Within the records below, filter for lines carrying the word "think" and copy them.
>>>>
Issue #1142, opened 2023-01-30
Improve resiliency of booster-bitswap denylist fetch


jacobheun:
A user reported in Slack that booster-bitswap failed to launch on initial startup. The underlying issue was that the badbits denylist which is automatically downloaded from the badbits website was truncated, presumably from an interrupted connection, resulting in a malformed json file. This prevents booster-bitswap from starting until the file is fixed / downloaded.

## Error log
```
2023-01-27T10:23:51.865-0800    INFO    booster booster-bitswap/run.go:187      Using boost API at ws://10.32.32.20:1288/rpc/v0
Error: starting block filter: parsing denylist: unexpected EOF
```

![Image of truncated denylist from user reporting](https://user-images.githubusercontent.com/639834/215457367-fb2e9620-73d6-4de2-99e0-c81baa8c3a55.png)

## Workaround
If the file was downloaded locally into the booster-bitswap repo, ie `~/.booster-bitswap/denylist[i].json`, it can be deleted as the startup command uses this cached file if it exists, otherwise it will reattempt a download.

PR #1159, opened 2023-02-06
Fetch filters from remote if local cache is invalid

ischasny:
On startup immediately refresh local caches from remote if they are invalid. That might happen due to a previously broken connection that has prevented the process from starting up.

Fixes https://github.com/filecoin-project/boost/issues/1142

### DIFF
--- a/cmd/booster-bitswap/filters/filters.go
+++ b/cmd/booster-bitswap/filters/filters.go
@@ -93,12 +93,20 @@ func (f *filter) update() error {
 		return nil
 	}
 	defer stream.Close()
-	// open the cache file
-	cache, err := os.OpenFile(f.CacheFile, os.O_WRONLY|os.O_CREATE|os.O_TRUNC, 0600)
+	// write cache to the temp file first
+	tmpFile := f.CacheFile + ".tmp"
+	cache, err := os.OpenFile(tmpFile, os.O_WRONLY|os.O_CREATE|os.O_TRUNC, 0600)
 	if err != nil {
 		return fmt.Errorf("opening cache file: %w", err)
 	}
-	defer cache.Close()
+	defer func() {
+		// rename the temp file only if the operation succeeds
+		if cache.Close() == nil && err == nil {
+			_ = os.Rename(tmpFile, f.CacheFile)
+		} else {
+			_ = os.Remove(tmpFile)
+		}
+	}()
 	forkedStream := io.TeeReader(stream, cache)
 	f.lastUpdated = fetchTime
 	err = f.Handler.ParseUpdate(forkedStream)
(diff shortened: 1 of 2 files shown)


dirkmc:
Thanks a lot for diving in to fix this bug!

I wonder if it would make sense to simply not write to the cache file until after it has successfully been parsed? Then we don't need to worry about adding extra logic in the `Start()` method.

ischasny:
> Thanks a lot for diving in to fix this bug!
> 
> I wonder if it would make sense to simply not write to the cache file until after it has successfully been parsed? Then we don't need to worry about adding extra logic in the `Start()` method.

As I understand it was a deliberate implementation choice to write [alongside](https://github.com/filecoin-project/boost/blob/main/cmd/booster-bitswap/filters/filters.go#L102) reading as the denylist might be quite large (let me know if I misunderstood the design intent). I can change to write in bulk but then there will be memory implication.

dirkmc:
Good point - I wonder if we could write to a temp file, then rename it to the cache file on success?

ischasny:
Good point - will add that soon. Would you not want to still verify cache correctness on start though? So that the process can self recover for example if data format is going to change in the future?

ischasny:
> I think I'd rather keep the caching logic in one place, and then if we change formats in future we can add a migration stage at startup

Cool - pushed the updates in

cmd/booster-bitswap/filters/filters.go
```diff
@@ -93,12 +93,21 @@ func (f *filter) update() error {
...
-	cache, err := os.OpenFile(f.CacheFile, os.O_WRONLY|os.O_CREATE|os.O_TRUNC, 0600)
+	// write cache to the temp file first
+	tmpFile := f.CacheFile + ".tmp"
+	cache, err := os.OpenFile(tmpFile, os.O_WRONLY|os.O_CREATE|os.O_TRUNC, 0600)
 	if err != nil {
 		return fmt.Errorf("opening cache file: %w", err)
 	}
-	defer cache.Close()
+	defer func() {
+		cache.Close()
```
dirkmc, line 103: Should we check the return value of cache.Close() also?

dirkmc (commented):
Looks great!
Just one question then I think we're ready for merge.

cmd/booster-bitswap/filters/filters.go
ischasny: Great spot, fixed.

dirkmc:
hmm looks like `TestMultiFilterCacheShouldNotBeSavedIfDataWasInvalid` is now failing 🤔

ischasny:
> hmm looks like `TestMultiFilterCacheShouldNotBeSavedIfDataWasInvalid` is now failing 🤔

Yes, on it - small mistake

dirkmc (approved):
Looks great, thanks Ivan! ✅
<<<<
Exercise answer:
> I think I'd rather keep the caching logic in one place, and then if we change formats in future we can add a migration stage at startup
Just one question then I think we're ready for merge.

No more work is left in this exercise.